* _SOURCE DATA_:
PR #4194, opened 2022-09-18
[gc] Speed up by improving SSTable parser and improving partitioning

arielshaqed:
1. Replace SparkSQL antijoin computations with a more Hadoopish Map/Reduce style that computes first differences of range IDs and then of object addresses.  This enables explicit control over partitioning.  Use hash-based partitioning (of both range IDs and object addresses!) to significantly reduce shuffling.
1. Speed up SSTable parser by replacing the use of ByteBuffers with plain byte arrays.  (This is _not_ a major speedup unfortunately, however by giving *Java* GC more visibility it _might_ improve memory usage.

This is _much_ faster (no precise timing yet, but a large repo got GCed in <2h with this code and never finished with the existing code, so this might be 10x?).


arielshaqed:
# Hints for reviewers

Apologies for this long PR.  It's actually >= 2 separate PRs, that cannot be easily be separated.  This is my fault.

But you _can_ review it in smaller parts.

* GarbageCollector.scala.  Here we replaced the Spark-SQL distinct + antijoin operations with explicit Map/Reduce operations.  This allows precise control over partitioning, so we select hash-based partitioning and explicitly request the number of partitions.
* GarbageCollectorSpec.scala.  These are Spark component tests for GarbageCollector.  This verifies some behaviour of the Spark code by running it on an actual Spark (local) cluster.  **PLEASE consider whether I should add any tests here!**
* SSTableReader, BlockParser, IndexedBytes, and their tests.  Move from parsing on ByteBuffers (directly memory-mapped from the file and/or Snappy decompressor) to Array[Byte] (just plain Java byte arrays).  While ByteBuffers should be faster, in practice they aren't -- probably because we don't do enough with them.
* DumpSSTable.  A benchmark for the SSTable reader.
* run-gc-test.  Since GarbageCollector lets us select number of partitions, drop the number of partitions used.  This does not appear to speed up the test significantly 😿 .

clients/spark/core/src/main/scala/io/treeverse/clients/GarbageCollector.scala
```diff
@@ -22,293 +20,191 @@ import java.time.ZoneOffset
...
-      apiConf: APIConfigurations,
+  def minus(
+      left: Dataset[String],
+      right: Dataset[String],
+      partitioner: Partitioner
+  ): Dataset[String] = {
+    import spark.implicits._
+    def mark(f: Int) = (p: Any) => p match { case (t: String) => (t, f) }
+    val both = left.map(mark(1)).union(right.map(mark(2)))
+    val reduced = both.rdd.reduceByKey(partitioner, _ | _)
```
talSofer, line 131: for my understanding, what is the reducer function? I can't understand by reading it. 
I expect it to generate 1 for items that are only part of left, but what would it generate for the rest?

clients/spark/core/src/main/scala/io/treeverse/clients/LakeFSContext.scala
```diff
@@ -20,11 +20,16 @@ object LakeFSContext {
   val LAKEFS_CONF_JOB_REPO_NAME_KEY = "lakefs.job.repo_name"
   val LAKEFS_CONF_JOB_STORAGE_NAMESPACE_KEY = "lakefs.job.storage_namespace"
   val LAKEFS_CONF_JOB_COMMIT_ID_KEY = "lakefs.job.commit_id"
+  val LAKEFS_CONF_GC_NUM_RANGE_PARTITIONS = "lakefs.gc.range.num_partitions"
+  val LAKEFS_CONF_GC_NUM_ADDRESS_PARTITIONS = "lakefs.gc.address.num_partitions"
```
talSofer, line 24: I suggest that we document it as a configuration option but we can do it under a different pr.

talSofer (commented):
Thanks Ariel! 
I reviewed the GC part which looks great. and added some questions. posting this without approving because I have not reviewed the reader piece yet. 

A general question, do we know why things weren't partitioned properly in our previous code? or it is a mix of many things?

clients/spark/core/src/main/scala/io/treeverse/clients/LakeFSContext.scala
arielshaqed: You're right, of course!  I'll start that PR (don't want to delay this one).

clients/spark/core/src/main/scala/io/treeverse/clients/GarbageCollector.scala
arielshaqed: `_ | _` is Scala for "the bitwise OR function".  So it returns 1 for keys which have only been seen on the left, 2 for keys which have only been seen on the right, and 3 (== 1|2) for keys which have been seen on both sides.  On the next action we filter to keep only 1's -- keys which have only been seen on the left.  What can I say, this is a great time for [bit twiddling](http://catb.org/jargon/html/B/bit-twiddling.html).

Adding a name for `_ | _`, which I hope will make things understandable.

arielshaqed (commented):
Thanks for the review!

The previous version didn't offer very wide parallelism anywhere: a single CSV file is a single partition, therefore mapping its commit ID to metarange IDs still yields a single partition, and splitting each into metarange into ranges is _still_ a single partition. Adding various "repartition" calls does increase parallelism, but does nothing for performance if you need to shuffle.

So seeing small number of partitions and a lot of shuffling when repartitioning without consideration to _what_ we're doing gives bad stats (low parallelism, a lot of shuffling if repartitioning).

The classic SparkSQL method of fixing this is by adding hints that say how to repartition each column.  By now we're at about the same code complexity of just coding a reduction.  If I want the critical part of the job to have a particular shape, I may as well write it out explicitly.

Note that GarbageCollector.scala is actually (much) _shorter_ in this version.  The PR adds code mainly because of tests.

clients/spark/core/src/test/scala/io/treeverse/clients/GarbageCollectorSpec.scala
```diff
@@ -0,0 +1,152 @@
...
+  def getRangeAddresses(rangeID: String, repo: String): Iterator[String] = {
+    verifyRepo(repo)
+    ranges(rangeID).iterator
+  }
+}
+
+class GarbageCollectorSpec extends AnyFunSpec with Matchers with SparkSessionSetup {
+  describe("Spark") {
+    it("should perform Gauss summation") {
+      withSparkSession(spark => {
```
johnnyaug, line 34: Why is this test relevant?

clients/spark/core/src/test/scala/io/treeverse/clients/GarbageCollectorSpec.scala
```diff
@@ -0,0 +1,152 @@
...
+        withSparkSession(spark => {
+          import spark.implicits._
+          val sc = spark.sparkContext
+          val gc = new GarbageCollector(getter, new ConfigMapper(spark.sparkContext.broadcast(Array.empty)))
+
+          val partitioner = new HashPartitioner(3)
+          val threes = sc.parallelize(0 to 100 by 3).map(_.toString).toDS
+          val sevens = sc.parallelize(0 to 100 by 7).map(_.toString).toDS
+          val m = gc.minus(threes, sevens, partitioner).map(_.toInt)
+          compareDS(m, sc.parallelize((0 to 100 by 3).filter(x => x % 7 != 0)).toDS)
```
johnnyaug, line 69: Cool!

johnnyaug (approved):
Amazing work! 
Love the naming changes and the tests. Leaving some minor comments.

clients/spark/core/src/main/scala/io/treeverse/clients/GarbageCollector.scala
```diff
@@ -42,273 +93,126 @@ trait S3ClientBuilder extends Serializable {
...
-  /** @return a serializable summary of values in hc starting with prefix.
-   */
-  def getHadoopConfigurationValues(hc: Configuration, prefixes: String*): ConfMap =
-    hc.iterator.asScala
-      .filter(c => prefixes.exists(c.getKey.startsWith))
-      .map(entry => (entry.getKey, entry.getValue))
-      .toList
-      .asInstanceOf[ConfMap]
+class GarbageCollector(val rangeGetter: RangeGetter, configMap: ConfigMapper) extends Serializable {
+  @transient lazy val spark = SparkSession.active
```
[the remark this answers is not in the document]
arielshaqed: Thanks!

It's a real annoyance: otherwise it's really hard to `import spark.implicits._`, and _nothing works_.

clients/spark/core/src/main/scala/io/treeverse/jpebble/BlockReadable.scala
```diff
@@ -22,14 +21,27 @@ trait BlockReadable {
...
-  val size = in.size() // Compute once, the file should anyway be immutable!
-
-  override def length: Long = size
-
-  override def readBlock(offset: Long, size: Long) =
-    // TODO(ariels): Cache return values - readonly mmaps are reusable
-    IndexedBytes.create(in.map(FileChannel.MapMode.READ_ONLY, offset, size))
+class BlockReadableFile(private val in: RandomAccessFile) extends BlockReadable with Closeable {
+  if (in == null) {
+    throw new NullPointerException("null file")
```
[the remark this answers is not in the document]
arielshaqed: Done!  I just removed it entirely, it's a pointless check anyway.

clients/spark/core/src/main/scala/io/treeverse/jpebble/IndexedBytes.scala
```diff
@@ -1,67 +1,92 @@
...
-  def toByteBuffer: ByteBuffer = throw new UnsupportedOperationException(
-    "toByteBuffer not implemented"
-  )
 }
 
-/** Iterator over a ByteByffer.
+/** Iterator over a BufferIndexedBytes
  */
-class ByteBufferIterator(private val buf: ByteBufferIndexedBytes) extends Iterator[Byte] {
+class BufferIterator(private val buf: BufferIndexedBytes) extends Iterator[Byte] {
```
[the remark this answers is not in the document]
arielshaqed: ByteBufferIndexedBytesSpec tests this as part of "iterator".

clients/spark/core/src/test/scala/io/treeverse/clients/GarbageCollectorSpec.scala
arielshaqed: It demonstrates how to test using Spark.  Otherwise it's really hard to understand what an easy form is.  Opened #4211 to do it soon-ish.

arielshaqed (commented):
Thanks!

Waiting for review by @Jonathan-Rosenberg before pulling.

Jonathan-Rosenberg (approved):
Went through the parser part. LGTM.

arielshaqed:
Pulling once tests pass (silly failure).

* _WHAT THE TASK REQUIRES_: Where a line in the records above includes the string "jpebble", show it.

* _RESPONSE TO THIS TASK_:
clients/spark/core/src/main/scala/io/treeverse/jpebble/BlockReadable.scala
clients/spark/core/src/main/scala/io/treeverse/jpebble/IndexedBytes.scala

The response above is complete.